▶ [Directions]:
Would you please copy every line below that includes the string "BuildServer"?

▶ [The records]:
·····
PR #1519, opened 2022-11-03
Support `jvmRunEnvironment` and `jvmTestEnvironment` for BSP

### LINKED ISSUE #1516: ScalaCLI doesn't support jvmRunEnvironment
**Version(s)**
0.1.16

**Describe the bug**
ScalaCLI announces support of jvmRunEnviroment, but doesn't actually forward the requests to Bloop. 

**To Reproduce**
We had to special case scala-cli

https://github.com/scalameta/metals/pull/4566/files

**Expected behaviour**
Either the capability is announced as not supported or more preferably the support is added

Gedochao:
Fixes #1516

### DIFF
--- a/modules/bloop-rifle/src/main/scala/scala/build/bloop/BuildServer.scala
+++ b/modules/bloop-rifle/src/main/scala/scala/build/bloop/BuildServer.scala
@@ -2,4 +2,4 @@ package scala.build.bloop
 
 import ch.epfl.scala.bsp4j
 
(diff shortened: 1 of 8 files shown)


lwronski (commented):
I think we need to add a few entries to reflect-config.json, I'm afraid it won't work for the native launcher.

Gedochao:
> I think we need to add a few entries to reflect-config.json, I'm afraid it won't work for the native launcher.

should be fixed now, I think...

tgodzik (approved):
LGTM from me! Thanks for looking into this!

lwronski (approved):

PR #1529, opened 2022-11-04
Decompose RunTestDefinitions

Gedochao:
This is an attempt at decomposing the source file containing tests for the `run` sub-command.
2.7k lines is a bit overkill


modules/integration/src/test/scala/scala/cli/integration/MarkdownTests.scala
```diff
@@ -0,0 +1,142 @@
+package scala.cli.integration
+
+import com.eed3si9n.expecty.Expecty.expect
+
+class MarkdownTests extends ScalaCliSuite {
```
wleczny, line 5: Maybe change this class to trait named RunMarkdownTests, since it tests `run` command?

lwronski: I like this convention that each test name will contain a prefix that points to name of command which already test.

Gedochao: if we change it to a trait, then we'll run it separately for Scala 2.12.x, 2.13.x and 3.x
Which I suppose isn't totally useless, but I wonder if it's worth the extra time on the CI...
but then, I guess it won't hurt all that much.
Should I?

lwronski (approved):

modules/integration/src/test/scala/scala/cli/integration/MarkdownTests.scala
lwronski: Right, I didn't think about it, so I approved this PR

PR #1531, opened 2022-11-04
Make package --python work

alexarchambault:
First commit is a refactoring, useful now that most commands support `--python` (after this PR, at least).

Second commit adds a non regression test for `scala-cli compile --python` (`compile` accepting `--python` thanks to the first commit).

Third commit adds support for `scala-cli package --python`, using the same setup as https://github.com/coursier/coursier/pull/2532.


modules/cli/src/main/scala/scala/cli/commands/package0/Package.scala
```diff
@@ -708,12 +718,41 @@ object Package extends ScalaCommand[PackageOptions] with BuildCommandHelpers {
...
-    val params = Parameters.Bootstrap(Seq(loaderContent), mainClass)
+    var params = Parameters.Bootstrap(Seq(loaderContent), mainClass)
       .withDeterministic(true)
       .withPreamble(preamble)
 
+    val params0 =
+      if (build.options.notForBloopOptions.doSetupPython.getOrElse(false)) {
+        val res = value {
+          Artifacts.fetch(
+            Positioned.none(Seq(dep"io.github.alexarchambault.python:interface:0.1.0")),
```
lwronski: The dependency version should be saved in `deps.sc`, this will allow scala-steward to automatically bump this version.

modules/cli/src/main/scala/scala/cli/commands/package0/Package.scala
```diff
@@ -708,12 +718,41 @@ object Package extends ScalaCommand[PackageOptions] with BuildCommandHelpers {
       .withOsKind(Properties.isWin)
       .callsItself(Properties.isWin)
       .withJavaOpts(build.options.javaOptions.javaOpts.toSeq.map(_.value.value))
-    val params = Parameters.Bootstrap(Seq(loaderContent), mainClass)
+    var params = Parameters.Bootstrap(Seq(loaderContent), mainClass)
       .withDeterministic(true)
       .withPreamble(preamble)
 
+    val params0 =
```
lwronski: Rename variable to name without 0 suffix.

modules/cli/src/main/scala/scala/cli/commands/package0/Package.scala
```diff
@@ -708,12 +718,41 @@ object Package extends ScalaCommand[PackageOptions] with BuildCommandHelpers {
       .withOsKind(Properties.isWin)
       .callsItself(Properties.isWin)
       .withJavaOpts(build.options.javaOptions.javaOpts.toSeq.map(_.value.value))
-    val params = Parameters.Bootstrap(Seq(loaderContent), mainClass)
+    var params = Parameters.Bootstrap(Seq(loaderContent), mainClass)
```
lwronski: IMO, `var` is not required in this code snippet.

modules/cli/src/main/scala/scala/cli/commands/package0/Package.scala
alexarchambault: Adding it in `deps.sc` isn't enough, but I enabled it, yeah.

modules/cli/src/main/scala/scala/cli/commands/package0/Package.scala
alexarchambault: Should be fixed.

modules/cli/src/main/scala/scala/cli/commands/package0/Package.scala
alexarchambault: Yep, that's an oversight.

lwronski (approved):
LGTM

PR #2152, opened 2023-05-25
Use external directive-handler library

alexarchambault:
This makes Scala CLI use directive handler classes from [an external project](https://github.com/scala-cli/directive-handler), rather than from its sources. This allows other projects to handle using directives with the same high level API as Scala CLI, rather than the rather low level [using_directives](https://github.com/VirtusLab/using_directives). I'm trying to [use this library from Almond](https://github.com/almond-sh/almond/pull/1124), for example.


build.sc
```diff
@@ -461,7 +461,8 @@ trait Directives extends ScalaCliSbtModule with ScalaCliPublishModule with HasTe
     Deps.bloopConfig,
     Deps.jsoniterCore,
     Deps.pprint,
-    Deps.usingDirectives
+    Deps.usingDirectives,
+    ivy"sh.almond::directive-handler:0.13.14-33-77bfc73b-SNAPSHOT"
```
·····
▶ [Solution for this problem]:
--- a/modules/bloop-rifle/src/main/scala/scala/build/bloop/BuildServer.scala
+++ b/modules/bloop-rifle/src/main/scala/scala/build/bloop/BuildServer.scala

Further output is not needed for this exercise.